++++ RECORDED DATA

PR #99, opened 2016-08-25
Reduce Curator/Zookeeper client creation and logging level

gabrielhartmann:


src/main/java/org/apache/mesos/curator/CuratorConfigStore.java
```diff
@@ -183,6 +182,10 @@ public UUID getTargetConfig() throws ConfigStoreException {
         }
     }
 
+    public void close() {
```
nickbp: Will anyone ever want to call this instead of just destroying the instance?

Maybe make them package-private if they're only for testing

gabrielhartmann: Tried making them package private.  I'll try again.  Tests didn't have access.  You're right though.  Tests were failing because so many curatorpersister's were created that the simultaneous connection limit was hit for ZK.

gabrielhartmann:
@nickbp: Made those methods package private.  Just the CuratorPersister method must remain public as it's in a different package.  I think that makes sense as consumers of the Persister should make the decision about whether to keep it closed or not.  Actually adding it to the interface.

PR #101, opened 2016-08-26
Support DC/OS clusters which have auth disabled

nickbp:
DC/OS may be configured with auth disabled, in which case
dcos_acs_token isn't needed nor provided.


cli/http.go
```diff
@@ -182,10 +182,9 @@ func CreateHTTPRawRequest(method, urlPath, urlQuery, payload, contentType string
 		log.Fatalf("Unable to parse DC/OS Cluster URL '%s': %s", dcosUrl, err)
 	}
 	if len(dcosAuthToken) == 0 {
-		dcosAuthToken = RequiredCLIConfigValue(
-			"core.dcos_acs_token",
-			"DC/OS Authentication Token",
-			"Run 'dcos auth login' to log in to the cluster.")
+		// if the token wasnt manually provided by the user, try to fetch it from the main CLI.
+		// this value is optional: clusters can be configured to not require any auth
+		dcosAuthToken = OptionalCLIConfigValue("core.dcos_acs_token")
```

++++++++
++++ RECORDED DATA

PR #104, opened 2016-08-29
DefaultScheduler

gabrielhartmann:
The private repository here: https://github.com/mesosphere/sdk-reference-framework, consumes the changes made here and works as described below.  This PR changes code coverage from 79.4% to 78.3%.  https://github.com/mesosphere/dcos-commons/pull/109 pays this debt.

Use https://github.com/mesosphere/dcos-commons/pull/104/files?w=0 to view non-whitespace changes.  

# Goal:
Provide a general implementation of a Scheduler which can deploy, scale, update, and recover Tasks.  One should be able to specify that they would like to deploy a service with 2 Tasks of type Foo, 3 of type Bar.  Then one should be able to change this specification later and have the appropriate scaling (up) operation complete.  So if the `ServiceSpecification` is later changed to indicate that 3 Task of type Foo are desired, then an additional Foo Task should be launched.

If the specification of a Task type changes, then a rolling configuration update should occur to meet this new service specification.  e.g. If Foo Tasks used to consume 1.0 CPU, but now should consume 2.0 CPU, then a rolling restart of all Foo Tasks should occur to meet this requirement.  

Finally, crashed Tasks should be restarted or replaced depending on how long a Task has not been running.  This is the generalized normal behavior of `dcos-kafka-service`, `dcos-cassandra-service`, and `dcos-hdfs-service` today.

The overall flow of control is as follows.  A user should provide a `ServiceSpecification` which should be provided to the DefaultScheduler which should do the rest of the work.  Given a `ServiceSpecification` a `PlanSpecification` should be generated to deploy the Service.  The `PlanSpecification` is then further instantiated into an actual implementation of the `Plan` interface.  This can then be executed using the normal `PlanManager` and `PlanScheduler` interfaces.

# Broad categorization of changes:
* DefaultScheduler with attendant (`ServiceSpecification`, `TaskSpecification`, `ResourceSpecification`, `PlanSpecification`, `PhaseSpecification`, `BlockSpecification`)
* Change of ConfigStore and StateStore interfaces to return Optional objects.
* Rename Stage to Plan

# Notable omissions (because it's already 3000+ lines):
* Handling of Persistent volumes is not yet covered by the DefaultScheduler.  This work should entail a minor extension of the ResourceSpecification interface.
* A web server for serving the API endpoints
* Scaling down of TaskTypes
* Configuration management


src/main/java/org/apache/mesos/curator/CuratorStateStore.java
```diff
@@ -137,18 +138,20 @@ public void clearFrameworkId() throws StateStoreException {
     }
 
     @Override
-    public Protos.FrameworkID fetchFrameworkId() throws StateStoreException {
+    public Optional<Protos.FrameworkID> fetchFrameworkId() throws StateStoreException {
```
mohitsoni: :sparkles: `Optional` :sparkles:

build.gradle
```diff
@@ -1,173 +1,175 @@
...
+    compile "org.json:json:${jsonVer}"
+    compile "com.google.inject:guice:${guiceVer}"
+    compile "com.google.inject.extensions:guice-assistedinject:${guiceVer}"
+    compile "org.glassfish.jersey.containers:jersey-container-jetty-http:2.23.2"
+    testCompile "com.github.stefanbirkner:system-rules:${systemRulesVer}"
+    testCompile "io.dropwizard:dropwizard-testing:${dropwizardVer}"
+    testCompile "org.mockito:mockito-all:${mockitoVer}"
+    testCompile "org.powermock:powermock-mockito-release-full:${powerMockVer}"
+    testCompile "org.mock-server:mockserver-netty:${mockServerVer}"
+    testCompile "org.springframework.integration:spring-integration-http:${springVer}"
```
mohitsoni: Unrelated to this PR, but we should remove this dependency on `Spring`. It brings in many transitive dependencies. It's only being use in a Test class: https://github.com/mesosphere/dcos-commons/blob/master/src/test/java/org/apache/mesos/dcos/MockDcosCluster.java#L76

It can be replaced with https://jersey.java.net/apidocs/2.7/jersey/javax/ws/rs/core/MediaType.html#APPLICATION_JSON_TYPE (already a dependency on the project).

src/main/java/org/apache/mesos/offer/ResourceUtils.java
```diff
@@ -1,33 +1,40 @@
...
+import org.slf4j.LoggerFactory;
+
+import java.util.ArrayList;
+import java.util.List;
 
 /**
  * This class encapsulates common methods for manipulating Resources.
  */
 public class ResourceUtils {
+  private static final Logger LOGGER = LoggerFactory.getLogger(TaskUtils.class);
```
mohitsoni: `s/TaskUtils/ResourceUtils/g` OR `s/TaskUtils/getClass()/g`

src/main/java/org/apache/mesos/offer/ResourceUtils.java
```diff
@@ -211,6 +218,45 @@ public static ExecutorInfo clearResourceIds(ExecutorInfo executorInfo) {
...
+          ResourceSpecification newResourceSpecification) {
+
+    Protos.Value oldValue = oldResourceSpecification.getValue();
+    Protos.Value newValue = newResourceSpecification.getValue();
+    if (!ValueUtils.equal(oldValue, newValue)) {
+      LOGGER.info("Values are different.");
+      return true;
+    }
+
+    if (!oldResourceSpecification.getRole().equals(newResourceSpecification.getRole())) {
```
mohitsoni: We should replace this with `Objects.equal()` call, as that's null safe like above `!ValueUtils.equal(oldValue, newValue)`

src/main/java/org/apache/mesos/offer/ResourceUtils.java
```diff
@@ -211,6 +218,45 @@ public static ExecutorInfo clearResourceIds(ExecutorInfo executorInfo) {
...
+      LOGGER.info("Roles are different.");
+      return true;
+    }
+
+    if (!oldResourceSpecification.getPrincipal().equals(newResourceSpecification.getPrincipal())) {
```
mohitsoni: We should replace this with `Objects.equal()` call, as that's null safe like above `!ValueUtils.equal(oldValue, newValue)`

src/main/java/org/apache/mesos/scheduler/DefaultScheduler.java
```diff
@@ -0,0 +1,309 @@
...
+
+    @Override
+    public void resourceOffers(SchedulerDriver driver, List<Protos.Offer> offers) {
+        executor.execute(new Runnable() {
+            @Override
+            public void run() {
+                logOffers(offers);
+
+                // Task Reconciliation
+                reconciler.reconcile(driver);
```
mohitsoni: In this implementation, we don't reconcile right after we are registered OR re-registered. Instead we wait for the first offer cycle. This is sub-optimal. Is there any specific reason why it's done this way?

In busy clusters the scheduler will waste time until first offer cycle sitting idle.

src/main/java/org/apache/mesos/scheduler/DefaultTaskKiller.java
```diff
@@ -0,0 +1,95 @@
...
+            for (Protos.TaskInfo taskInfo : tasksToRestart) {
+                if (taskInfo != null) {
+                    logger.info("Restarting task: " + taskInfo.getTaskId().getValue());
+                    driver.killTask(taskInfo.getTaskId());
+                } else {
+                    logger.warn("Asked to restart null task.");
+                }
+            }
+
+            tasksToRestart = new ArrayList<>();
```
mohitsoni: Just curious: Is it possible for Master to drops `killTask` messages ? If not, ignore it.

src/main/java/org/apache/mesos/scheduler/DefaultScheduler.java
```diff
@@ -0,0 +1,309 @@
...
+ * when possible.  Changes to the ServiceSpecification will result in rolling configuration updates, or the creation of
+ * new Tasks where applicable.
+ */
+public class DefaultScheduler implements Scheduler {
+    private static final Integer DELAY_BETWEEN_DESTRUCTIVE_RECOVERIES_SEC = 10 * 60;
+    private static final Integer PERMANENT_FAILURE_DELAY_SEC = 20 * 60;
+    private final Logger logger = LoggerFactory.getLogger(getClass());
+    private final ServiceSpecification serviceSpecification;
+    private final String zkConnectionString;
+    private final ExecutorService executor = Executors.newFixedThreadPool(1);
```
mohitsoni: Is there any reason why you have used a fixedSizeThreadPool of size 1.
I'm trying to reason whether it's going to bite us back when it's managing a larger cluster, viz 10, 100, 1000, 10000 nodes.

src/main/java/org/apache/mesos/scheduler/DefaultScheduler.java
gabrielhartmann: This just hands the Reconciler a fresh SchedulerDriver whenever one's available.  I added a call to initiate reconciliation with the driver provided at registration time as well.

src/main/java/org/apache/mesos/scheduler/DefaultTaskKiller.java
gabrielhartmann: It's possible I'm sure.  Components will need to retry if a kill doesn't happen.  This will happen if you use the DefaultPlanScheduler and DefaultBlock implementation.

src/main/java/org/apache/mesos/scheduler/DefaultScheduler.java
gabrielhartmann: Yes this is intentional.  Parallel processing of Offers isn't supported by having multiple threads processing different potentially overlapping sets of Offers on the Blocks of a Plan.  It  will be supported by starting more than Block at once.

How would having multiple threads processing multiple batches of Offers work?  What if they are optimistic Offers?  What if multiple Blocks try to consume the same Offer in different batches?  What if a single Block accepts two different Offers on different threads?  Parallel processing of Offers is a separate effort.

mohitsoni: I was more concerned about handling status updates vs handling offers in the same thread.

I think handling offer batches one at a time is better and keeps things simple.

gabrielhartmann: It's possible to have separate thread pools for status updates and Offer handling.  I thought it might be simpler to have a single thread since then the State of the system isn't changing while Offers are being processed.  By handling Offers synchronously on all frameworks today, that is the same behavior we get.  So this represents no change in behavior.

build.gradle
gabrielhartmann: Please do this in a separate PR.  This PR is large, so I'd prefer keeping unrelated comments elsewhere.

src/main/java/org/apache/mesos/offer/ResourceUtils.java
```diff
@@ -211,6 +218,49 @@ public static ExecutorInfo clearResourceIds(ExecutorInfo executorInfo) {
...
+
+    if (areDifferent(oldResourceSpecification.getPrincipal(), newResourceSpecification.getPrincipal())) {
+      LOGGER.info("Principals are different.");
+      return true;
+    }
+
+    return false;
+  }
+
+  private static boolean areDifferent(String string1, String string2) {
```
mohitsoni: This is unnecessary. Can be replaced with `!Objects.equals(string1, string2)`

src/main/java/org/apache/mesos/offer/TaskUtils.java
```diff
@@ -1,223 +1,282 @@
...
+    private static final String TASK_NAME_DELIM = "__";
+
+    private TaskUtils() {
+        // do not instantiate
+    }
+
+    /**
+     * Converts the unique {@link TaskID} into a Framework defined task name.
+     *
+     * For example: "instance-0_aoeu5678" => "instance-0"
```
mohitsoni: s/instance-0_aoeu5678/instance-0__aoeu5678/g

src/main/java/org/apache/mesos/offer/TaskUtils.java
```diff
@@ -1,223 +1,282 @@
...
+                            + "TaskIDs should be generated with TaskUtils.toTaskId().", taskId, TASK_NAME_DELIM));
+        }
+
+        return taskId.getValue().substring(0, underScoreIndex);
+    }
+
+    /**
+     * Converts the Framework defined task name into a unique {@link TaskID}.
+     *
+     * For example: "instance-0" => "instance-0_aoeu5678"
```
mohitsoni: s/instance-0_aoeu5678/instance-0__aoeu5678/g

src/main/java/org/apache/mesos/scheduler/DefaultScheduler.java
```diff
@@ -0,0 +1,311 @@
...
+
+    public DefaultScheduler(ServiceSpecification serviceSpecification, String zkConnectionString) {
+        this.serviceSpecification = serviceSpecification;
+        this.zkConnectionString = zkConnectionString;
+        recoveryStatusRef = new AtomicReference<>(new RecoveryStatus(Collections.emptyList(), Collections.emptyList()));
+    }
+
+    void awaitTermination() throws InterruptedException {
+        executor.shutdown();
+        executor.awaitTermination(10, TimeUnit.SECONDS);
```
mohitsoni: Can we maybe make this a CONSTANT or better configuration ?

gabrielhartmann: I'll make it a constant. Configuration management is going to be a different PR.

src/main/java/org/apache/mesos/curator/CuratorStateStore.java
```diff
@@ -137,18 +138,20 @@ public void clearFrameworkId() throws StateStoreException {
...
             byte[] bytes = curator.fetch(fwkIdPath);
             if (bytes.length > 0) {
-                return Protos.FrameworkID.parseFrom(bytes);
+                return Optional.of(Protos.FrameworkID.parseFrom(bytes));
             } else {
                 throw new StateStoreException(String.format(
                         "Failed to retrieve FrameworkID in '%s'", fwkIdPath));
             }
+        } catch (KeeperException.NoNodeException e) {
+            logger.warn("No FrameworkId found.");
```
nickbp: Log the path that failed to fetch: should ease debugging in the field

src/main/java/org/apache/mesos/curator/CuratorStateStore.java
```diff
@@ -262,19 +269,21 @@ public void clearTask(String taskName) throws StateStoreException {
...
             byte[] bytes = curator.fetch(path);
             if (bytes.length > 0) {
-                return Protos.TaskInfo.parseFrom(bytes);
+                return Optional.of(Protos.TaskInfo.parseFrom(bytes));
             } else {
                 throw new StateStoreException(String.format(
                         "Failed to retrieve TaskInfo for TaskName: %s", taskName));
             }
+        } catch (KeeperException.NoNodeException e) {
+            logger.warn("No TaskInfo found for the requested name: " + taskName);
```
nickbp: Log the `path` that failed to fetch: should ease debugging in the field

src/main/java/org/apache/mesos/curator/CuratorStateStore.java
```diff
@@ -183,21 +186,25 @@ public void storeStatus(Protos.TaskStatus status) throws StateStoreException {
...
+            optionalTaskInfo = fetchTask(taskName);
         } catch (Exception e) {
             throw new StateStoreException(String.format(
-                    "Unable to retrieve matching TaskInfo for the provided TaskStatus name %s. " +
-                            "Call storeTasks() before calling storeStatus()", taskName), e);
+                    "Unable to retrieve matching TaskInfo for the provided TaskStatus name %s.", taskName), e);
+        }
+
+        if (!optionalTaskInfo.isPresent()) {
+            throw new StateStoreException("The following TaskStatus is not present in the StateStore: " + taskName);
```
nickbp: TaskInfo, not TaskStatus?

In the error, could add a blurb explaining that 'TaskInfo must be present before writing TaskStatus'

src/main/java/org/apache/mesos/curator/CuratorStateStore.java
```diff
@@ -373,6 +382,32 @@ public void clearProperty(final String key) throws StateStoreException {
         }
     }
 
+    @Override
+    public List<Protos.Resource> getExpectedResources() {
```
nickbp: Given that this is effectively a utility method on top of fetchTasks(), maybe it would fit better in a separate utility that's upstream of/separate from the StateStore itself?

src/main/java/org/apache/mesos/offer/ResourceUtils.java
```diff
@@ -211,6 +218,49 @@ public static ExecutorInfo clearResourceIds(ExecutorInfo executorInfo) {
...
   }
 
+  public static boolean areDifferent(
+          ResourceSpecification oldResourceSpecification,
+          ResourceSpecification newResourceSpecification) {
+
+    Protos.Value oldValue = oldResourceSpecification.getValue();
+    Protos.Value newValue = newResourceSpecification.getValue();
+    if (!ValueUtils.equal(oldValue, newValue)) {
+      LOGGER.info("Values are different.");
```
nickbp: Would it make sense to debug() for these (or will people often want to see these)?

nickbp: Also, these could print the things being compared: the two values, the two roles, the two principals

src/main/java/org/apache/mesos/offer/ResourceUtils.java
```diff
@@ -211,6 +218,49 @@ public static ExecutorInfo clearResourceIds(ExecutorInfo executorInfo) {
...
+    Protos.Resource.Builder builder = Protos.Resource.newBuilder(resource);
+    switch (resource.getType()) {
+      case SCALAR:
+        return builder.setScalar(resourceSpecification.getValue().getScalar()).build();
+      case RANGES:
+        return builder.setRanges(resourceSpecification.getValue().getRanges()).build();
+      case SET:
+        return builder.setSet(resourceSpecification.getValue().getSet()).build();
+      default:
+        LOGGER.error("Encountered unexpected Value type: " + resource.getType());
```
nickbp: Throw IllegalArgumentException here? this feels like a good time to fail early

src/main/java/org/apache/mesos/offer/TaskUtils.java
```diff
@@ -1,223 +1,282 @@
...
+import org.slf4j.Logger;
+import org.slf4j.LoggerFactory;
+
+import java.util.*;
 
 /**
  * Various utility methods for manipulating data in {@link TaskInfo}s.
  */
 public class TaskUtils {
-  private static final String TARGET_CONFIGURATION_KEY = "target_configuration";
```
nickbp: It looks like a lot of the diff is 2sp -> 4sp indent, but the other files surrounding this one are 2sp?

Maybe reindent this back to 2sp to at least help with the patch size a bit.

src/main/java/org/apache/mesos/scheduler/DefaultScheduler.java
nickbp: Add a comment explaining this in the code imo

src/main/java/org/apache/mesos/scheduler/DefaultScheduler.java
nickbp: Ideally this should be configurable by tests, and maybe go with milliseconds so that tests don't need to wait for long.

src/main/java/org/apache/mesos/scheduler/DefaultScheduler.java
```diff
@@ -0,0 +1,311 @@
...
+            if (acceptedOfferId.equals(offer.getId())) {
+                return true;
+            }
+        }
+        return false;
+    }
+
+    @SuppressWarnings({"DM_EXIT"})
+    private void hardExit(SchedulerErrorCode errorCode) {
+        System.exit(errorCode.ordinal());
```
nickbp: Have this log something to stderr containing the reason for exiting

++++++++
++++ RECORDED DATA

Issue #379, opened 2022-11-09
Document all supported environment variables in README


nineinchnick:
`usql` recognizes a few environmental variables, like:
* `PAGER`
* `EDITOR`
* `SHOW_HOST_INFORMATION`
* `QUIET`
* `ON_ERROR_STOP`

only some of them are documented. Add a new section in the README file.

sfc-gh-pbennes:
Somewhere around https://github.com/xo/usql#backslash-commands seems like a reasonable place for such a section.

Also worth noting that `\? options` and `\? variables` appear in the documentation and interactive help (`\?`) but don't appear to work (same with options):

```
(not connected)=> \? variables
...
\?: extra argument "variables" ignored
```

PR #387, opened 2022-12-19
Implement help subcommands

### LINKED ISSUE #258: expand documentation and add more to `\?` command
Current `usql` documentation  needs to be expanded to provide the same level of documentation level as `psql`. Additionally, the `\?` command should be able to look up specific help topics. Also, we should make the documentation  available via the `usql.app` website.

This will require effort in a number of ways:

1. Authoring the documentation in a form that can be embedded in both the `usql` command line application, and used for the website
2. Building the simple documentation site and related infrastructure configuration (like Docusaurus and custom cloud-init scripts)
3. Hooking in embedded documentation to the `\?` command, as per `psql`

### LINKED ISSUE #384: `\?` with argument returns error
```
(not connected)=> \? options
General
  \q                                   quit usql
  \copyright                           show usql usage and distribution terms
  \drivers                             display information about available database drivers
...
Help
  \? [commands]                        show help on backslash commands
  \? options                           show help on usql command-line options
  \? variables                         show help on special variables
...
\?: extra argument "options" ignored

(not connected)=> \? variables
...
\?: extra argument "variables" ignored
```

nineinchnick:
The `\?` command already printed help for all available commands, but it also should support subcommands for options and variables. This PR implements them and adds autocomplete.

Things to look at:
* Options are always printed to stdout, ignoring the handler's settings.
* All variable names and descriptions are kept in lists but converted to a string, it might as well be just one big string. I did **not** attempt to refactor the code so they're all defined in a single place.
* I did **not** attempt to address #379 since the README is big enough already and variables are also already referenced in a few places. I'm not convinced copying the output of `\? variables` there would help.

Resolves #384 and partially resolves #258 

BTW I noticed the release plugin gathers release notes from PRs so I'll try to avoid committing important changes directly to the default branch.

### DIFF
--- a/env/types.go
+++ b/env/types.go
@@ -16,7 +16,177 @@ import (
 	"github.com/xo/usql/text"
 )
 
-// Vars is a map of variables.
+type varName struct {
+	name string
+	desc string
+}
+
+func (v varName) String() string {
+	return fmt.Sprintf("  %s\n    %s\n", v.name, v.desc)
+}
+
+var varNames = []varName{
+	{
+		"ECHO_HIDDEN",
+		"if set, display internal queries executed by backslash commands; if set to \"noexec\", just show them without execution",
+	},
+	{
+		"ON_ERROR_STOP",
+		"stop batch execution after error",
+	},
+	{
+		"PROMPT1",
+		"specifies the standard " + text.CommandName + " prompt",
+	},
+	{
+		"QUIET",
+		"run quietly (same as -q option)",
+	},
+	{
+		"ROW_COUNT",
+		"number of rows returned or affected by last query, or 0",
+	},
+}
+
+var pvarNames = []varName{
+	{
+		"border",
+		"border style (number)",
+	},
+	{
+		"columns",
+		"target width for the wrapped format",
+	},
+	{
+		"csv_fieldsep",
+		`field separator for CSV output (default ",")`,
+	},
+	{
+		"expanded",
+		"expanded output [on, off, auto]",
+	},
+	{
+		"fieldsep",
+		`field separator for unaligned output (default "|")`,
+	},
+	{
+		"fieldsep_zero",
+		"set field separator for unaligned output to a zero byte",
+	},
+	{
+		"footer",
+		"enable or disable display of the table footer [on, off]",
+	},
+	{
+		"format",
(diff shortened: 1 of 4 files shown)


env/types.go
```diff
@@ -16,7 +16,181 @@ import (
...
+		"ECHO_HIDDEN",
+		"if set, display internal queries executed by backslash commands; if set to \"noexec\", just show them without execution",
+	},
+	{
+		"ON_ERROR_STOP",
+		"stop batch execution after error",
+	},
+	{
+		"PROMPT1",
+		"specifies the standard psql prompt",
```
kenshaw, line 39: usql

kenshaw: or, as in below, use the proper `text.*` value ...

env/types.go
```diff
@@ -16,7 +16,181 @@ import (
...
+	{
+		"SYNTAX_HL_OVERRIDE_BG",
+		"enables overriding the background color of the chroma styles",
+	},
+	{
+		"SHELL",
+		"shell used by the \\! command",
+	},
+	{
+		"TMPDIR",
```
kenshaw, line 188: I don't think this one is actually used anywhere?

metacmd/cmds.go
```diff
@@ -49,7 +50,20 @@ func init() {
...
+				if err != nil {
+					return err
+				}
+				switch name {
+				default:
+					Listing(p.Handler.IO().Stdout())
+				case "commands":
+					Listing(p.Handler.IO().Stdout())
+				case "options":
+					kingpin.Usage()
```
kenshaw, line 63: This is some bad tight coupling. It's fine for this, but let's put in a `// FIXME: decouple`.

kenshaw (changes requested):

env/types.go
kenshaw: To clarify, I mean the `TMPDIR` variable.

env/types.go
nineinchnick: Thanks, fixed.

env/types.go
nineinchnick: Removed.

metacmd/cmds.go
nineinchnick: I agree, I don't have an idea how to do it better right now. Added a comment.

++++++++

**EXERCISE PROMPT:** Where the data above reaches the line holding "PR #99, opened 2016-08-25", begin printing, and stop after the line holding "Maybe make them". Each line must be reproduced exactly, with nothing else added.

**RESPONSE TO THIS EXERCISE:**
PR #99, opened 2016-08-25
Reduce Curator/Zookeeper client creation and logging level

gabrielhartmann:


src/main/java/org/apache/mesos/curator/CuratorConfigStore.java
```diff
@@ -183,6 +182,10 @@ public UUID getTargetConfig() throws ConfigStoreException {
         }
     }
 
+    public void close() {
```
nickbp: Will anyone ever want to call this instead of just destroying the instance?

Maybe make them package-private if they're only for testing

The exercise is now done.